═════ RECORDS SUPPLIED ═════

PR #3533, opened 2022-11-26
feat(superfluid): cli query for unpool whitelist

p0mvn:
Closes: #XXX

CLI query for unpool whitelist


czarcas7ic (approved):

═════
═════ RECORDS SUPPLIED ═════

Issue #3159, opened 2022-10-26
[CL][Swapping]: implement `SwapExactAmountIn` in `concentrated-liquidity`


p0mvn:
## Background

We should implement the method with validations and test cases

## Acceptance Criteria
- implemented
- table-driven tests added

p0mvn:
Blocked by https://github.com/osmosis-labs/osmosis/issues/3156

═════
═════ RECORDS SUPPLIED ═════

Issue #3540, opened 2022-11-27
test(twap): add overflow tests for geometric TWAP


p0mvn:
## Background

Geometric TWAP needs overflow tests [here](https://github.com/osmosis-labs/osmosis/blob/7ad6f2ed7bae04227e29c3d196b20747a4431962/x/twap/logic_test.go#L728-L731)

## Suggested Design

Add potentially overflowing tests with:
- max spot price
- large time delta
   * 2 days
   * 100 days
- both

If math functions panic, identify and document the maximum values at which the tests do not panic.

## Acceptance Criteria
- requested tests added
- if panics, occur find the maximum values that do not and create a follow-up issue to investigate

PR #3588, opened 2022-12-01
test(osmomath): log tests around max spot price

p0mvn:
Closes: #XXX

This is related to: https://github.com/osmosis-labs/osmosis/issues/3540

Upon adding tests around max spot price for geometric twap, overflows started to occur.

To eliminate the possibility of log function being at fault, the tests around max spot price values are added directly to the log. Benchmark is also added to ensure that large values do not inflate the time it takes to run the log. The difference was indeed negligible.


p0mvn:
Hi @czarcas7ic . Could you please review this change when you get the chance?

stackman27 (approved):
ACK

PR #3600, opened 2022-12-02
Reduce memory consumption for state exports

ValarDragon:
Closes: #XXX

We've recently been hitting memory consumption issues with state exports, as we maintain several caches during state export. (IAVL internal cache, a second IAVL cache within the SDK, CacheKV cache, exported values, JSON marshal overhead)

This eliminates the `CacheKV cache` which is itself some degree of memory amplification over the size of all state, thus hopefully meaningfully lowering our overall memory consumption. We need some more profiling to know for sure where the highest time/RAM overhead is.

═════

WHAT IS BEING ASKED ▸ Whenever a line of the data includes "maximum", copy that line.

WRITTEN REPLY ▸
If math functions panic, identify and document the maximum values at which the tests do not panic.
- if panics, occur find the maximum values that do not and create a follow-up issue to investigate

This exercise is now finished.